Where the United States once unambiguously led the world in research and development, it now seems clear that we are being outspent on civilian research and development. New products and new production processes are increasingly being first introduced abroad. None of this bodes well for future American productivity.
Productivity is not a problem. It is many problems. If I were writing an autopsy on the death of American productivity, when it came to the line calling for the cause of death, I would write “death by a thousand cuts.” But the problem with “death by a thousand cuts” is that salvation requires a thousand band-aids. There is no one major operation that can cure the patient and each of those thousand band-aids is difficult to apply.
It will be difficult to build a well-motivated work force interested in teamwork and bubble-up productivity. It will be difficult to force down consumption to make room for a lot more savings and investment. It will be difficult to phase out and restructure old and dying industries with low productivity.
The British have faced our productivity problem since the turn of the century, when the United States first surpassed them in per capita production. They have never been able to do the difficult things necessary to solve their productivity problem. Last year East Germany passed them in per capita GNP. The Germans can make communism work better than the British can make capitalism work. But there is nothing wrong with the British character. When they faced a crisis in 1939 they pulled together as few societies ever have. What they could not solve is the problem of slow economic rot.

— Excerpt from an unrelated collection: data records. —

PR #2811, opened 2023-10-04
Add typing classifier to trio + add typing changelog

A5rocks:
I think we can say the type hints for the library are complete, even if they are not entirely correct.

(Also I resorted the list to be alphabetical again...)

... Also I added a changelog entry.


TeamSpen210 (approved):

CoolCat467 (approved):
Looks good.

PR #2812, opened 2023-10-05
Add type annotations for windows_pipes and its test

CoolCat467:
This PR adds type annotations for `_windows_pipes.py` and `_tests/test_windows_pipes.py`.

### DIFF
--- a/trio/_tests/test_windows_pipes.py
+++ b/trio/_tests/test_windows_pipes.py
@@ -1,7 +1,7 @@
 from __future__ import annotations
 
 import sys
-from typing import TYPE_CHECKING, Any
+from typing import TYPE_CHECKING
 
 import pytest
 
@@ -20,12 +20,6 @@ if sys.platform == "win32":
 
     from .._core._windows_cffi import _handle, kernel32
     from .._windows_pipes import PipeReceiveStream, PipeSendStream
-else:
-    pipe = Any
-    _handle = Any
-    kernel32 = Any
-    PipeReceiveStream = Any
-    PipeSendStream = Any
 
 
 async def make_pipe() -> tuple[PipeSendStream, PipeReceiveStream]:
--- a/trio/_tests/test_windows_pipes.py
+++ b/trio/_tests/test_windows_pipes.py
@@ -14,6 +14,8 @@ if sys.platform == "win32":
 else:
     pytestmark = pytest.mark.skip(reason="windows only")
     pipe: Any = None
+    _handle: Any = None
+    kernel32: Any = None
     PipeSendStream: Any = None
     PipeReceiveStream: Any = None
 
@@ -26,9 +28,9 @@ async def make_pipe() -> Tuple[PipeSendStream, PipeReceiveStream]:
 
 async def test_pipe_typecheck() -> None:
     with pytest.raises(TypeError):
-        PipeSendStream(1.0)
+        PipeSendStream(1.0)  # type: ignore[arg-type]
     with pytest.raises(TypeError):
-        PipeReceiveStream(None)
+        PipeReceiveStream(None)  # type: ignore[arg-type]
 
 
 async def test_pipe_error_on_close() -> None:
--- a/trio/_tests/test_windows_pipes.py
+++ b/trio/_tests/test_windows_pipes.py
@@ -24,14 +24,14 @@ async def make_pipe() -> Tuple[PipeSendStream, PipeReceiveStream]:
     return PipeSendStream(w), PipeReceiveStream(r)
 
 
-async def test_pipe_typecheck():
+async def test_pipe_typecheck() -> None:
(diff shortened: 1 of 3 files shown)


trio/_tests/test_windows_pipes.py
```diff
@@ -14,24 +16,51 @@
 else:
     pytestmark = pytest.mark.skip(reason="windows only")
     pipe: Any = None
-    PipeSendStream: Any = None
-    PipeReceiveStream: Any = None
+    _handle: Any = None
+    kernel32: Any = None
+    from .._abc import ReceiveStream, SendStream
+
+    class _fake_recieve(ReceiveStream):
```
A5rocks, line 23: Hmm typo here. I'm on the edge on whether this making a class really is worth it over just assigning a `None` and type ignoring it... (or... does it even need an assignment?)

A5rocks (commented):
Looks simple enough, just one small comment

trio/_tests/test_windows_pipes.py
CoolCat467: I always forget how to spell receive, I can fix that.

CoolCat467: Fixed in bc72284c

jakkdl (approved):
Types on `_windows_pipes.py` looks trivially correct. The test seems overcomplicated and gives codecov misses, but otherwise perfectly fine as well.

trio/_tests/test_windows_pipes.py
CoolCat467: The only reason we have a subclass here is because the default `ReceiveStream` and `SendStream`'s init takes no arguments, while the `Pipe` versions require an integer.

jakkdl: wait... because `pytestmark` https://docs.pytest.org/en/7.1.x/example/markers.html#marking-whole-classes-or-modules is used, the tests aren't run on non-windows at all (that surely deserves a comment anywhere it's used IMHO), so can just skip typechecking the file on non-windows.

CoolCat467: Made to skip typechecking on non-windows in 6fc51bd

jakkdl: awesome :+1:

trio/_tests/test_windows_pipes.py
```diff
@@ -1,37 +1,47 @@
...
 else:
-    pytestmark = pytest.mark.skip(reason="windows only")
-    pipe: Any = None
-    PipeSendStream: Any = None
-    PipeReceiveStream: Any = None
+    pipe = Any
+    _handle = Any
+    kernel32 = Any
+    PipeReceiveStream = Any
+    PipeSendStream = Any
```
A5rocks, line 28: Types here shouldn't matter. In fact, we probably can delete these?

trio/_tests/test_windows_pipes.py
```diff
@@ -1,37 +1,47 @@
...
 
 from .. import _core
 from ..testing import check_one_way_stream, wait_all_tasks_blocked
 
+# Mark all the tests in this file as being windows-only
+pytestmark = pytest.mark.skipif(sys.platform != "win32", reason="windows only")
+
+assert (
+    sys.platform == "win32" or not TYPE_CHECKING
+)  # Skip type checking when not on Windows
```
A5rocks, line 16: nitpick: I think comment above might look nicer for this.

A5rocks (approved):
nitpicks but overall looks good (I don't really get the `= Any` bits)

trio/_tests/test_windows_pipes.py
CoolCat467: I wanted to delete them as well, but Mypy has failures otherwise. e74adb211d9733128c5bd337e890c9b26931356f added this to fix the errors in this run: https://github.com/python-trio/trio/actions/runs/6445455847/job/17499532948

trio/_tests/test_windows_pipes.py
CoolCat467: It was originally, but then when black formatted it it moved it below and I didn't notice. Fixed in a92b9c8

trio/_tests/test_windows_pipes.py
A5rocks: Huh, that's strange. Maybe now it will work after https://github.com/python-trio/trio/pull/2812/commits/ee64fe3a68f25f6ba62827d2dd3d5f7087f14d2f

CoolCat467: Seems to work now after removing in 5c4529c, good catch!

jakkdl:
agh, why is codecov being so dumb. It's incredibly frustrating that you can't trust the warnings displayed in the `files changed` view

PR #2813, opened 2023-10-08
Enable flake8-type-checking rule

CoolCat467:
This PR enables the ruff flake8-type-checking rule (TCH).
From [flake8-type-checking's description](https://pypi.org/project/flake8-type-checking/), the main benefit of this would be avoiding the overhead of type hint imports at runtime.


TeamSpen210:
I would argue against this, type hints are useful to have at runtime. This will break Sphinx for instance.

jakkdl:
> I would argue against this, type hints are useful to have at runtime. This will break Sphinx for instance.

is Sphinx == ReadTheDocs here? There are (only) 4 errors, or is the signatures in the documentation broken?

Digging around a bit, it seems you can get Sphinx to run with `TYPE_CHECKING = True`?
https://github.com/sphinx-doc/sphinx/blob/bb74aec2b6aa1179868d83134013450c9ff9d4d6/sphinx/ext/autodoc/importer.py#L107

CoolCat467:
pre-commit.ci autofix

jakkdl:
RTD build is failing, which I'm pretty sure it's not on master, so something is being messed up somewhere.

CoolCat467:
> RTD build is failing, which I'm pretty sure it's not on master, so something is being messed up somewhere.

Errors I'm seeing in the most recent run RTD had:
```
trio/__init__.py:docstring of trio.run_process:1: WARNING: py:class reference target not found: StrOrBytesPath
trio/__init__.py:docstring of trio.run_process:1: WARNING: py:class reference target not found: StrOrBytesPath
trio/lowlevel.py:docstring of trio.lowlevel.Task.iter_await_frames:1: WARNING: py:class reference target not found: FrameType
trio/lowlevel.py:docstring of trio.lowlevel.start_guest_run:1: WARNING: py:class reference target not found: Outcome
```
Not completely sure what this means, something about something missing from docstrings? I'm sure if I looked into it deeper I could figure it out but if anyone has more information I would be glad for the advise. Otherwise I'll do some research later and we can get this taken care of.

jakkdl:
similar problems required aliases or similar in `docs/source/conf.py`, or shuffling around imports. You can run the build process locally with `make html` standing in the `docs/` directory, which should make it much quicker to try to playing around with the code and figure out what is erroring where and why.

TeamSpen210:
Sphinx isn't able to find those names when it's trying to evaluate the annotations - possibly because those functions were imported into a different class or something. Probably need to move the imports out of `TYPE_CHECKING`. It could also be caused by us importing `trio` in `conf.py` to get `__version__` - maybe change that to read the file itself, so the module isn't loaded?

CoolCat467:
https://github.com/google/pytype/issues/1066 seems to be having a similar issue with `StrOrBytesPath`

jakkdl:
I kind of expected the RTD build to fail, but apparently it runs on 3.9+, whoop whoop.

> [google/pytype#1066](https://github.com/google/pytype/issues/1066) seems to be having a similar issue with `StrOrBytesPath`

I didn't manage to figure out any way of getting `StrOrBytesPath` working, but it does not seem related to the above afaict.

CoolCat467:
> I kind of expected the RTD build to fail, but apparently it runs on 3.9+, whoop whoop.
> 
> > [google/pytype#1066](https://github.com/google/pytype/issues/1066) seems to be having a similar issue with `StrOrBytesPath`
> 
> I didn't manage to figure out any way of getting `StrOrBytesPath` working, but it does not seem related to the above afaict.

I thought I would mention it, one of the only internet search results with anything potentially related. Maybe I was just looking in the wrong places, but it seems like sphinx doesn't have very much information about fixing errors.

Thank you so much for helping with this, I was definitely struggling a bit!

TeamSpen210:
For `StrOrBytesPath`, try adding it to `autodoc_type_aliases`, or we could use `autodoc_process_signature()` to expand it. That function gets passed the entire function signature as a string, so you can edit it however you like.

jakkdl:
> For `StrOrBytesPath`, try adding it to `autodoc_type_aliases`, or we could use `autodoc_process_signature()` to expand it. That function gets passed the entire function signature as a string, so you can edit it however you like.

I tried `autodoc_type_aliases` without any success

jakkdl:
teamwork! :rocket:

The United States suffers from slow economic rot. Fortunately we have the Japanese challenge going for us. If their productivity was growing 1 percent per year while ours was stagnant, our economic defeats and declining relative standard of living would be so slow that we would never notice them. But with Japanese productivity growing 8 to 10 percent per year the defeats come to quickly that they may force a feeling of crisis.
American firms are being run out of business not slowly, but quickly. General Motors is experimenting with small groups of workers—“quality control circles”—to control productivity, not because they like them but because they feel that they must. If they don’t do something new, they will be driven out of business.
That same pressure may in the end be what forces the entire American economy to look for new veins of ore in its productivity gold mine. As someone who spent some time working underground in a copper mine in Montana, I can testify that no one goes underground because they like it. Miners undergo the risks and hardships because there is gold underground and because economic privation awaits them above ground if they don’t go down. The same two motives may force Americans back into their productivity mine—or so we may hope.